> _Your assignment_
In the records below, which lines include "path"? Copy them.

> _Supplied data_

PR #266, opened 2021-08-30
Adding optional Rule to subscription annotations for PubSub routing

pkedy:
# Description

This PR allows the Python SDK to make use of the [experimental PubSub feature](https://github.com/dapr/dapr/pull/3406) in Dapr 1.4. This is done by using a new, optional `rule` parameter of the `subscribe` annotation.

Example:

```python
# Specific handler using Pub/Sub routing
@app.subscribe(pubsub_name='pubsub', topic='TOPIC_A',
               rule=Rule("event.type == \"important\"", 1))
def mytopic_important(event: v1.Event) -> None:
    data = json.loads(event.Data())
    print(f'Received: id={data["id"]}, message="{data ["message"]}"' 
          ' content_type="{event.content_type}"',flush=True)
```

Note: gRPC/Protobufs were regenerated.

## Issue reference

Part of dapr/dapr#2582

## Checklist

* [x] Code compiles correctly
* [x] Created/updated tests

/cc @wcs1only


ext/dapr-ext-grpc/dapr/ext/grpc/_servicier.py
```diff
@@ -53,19 +68,44 @@ def register_topic(
...
+
+        sub = registered_topic.subscription
+        rules = registered_topic.rules
+
+        if rule:
+            path = getattr(cb, '__name__', rule.match)
+            rules.append((rule.priority, appcallback_v1.TopicRule(
+                match=rule.match, path=path)))
+            rules.sort(key=lambda x: x[0])
+            rs = list(map(lambda r: r[1], rules))
```
wcs1only, line 106: So, looks like you're making a list out for the second value in the list of tuple pairs? Python has a concept called list comprehension for this:
```suggestion
            rs = [rule for id, rule in rules]
```

For another example:
```python
% python
Python 3.9.5 (default, May  4 2021, 03:33:11) 
[Clang 12.0.0 (clang-1200.0.32.29)] on darwin
Type "help", "copyright", "credits" or "license" for more information.
>>> pairs = [(1,"a"), (2, "b")]
>>> letters = [letter for number, letter in pairs]
>>> print(letters)
['a', 'b']
```
I think this is what you want?

ext/dapr-ext-grpc/dapr/ext/grpc/_servicier.py
```diff
@@ -53,19 +68,44 @@ def register_topic(
...
+            del sub.routes.rules[:]
+            sub.routes.rules.extend(rs)
```
wcs1only, line 108: Should be able to just set rules like this:
```python
sub.routes.rules = rs
```

Was there are reason to empty the list and then add everything back, instead of just replacing the existing list?

pkedy: Apparently, for repeating fields in proto, you cannot directly assign them or you get this error

image

https://stackoverflow.com/questions/23726335/how-to-assign-to-repeated-field

wcs1only: Ah, a protobufism, of course.

wcs1only (approved):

> _Completed exercise_
+            path = getattr(cb, '__name__', rule.match)
+                match=rule.match, path=path)))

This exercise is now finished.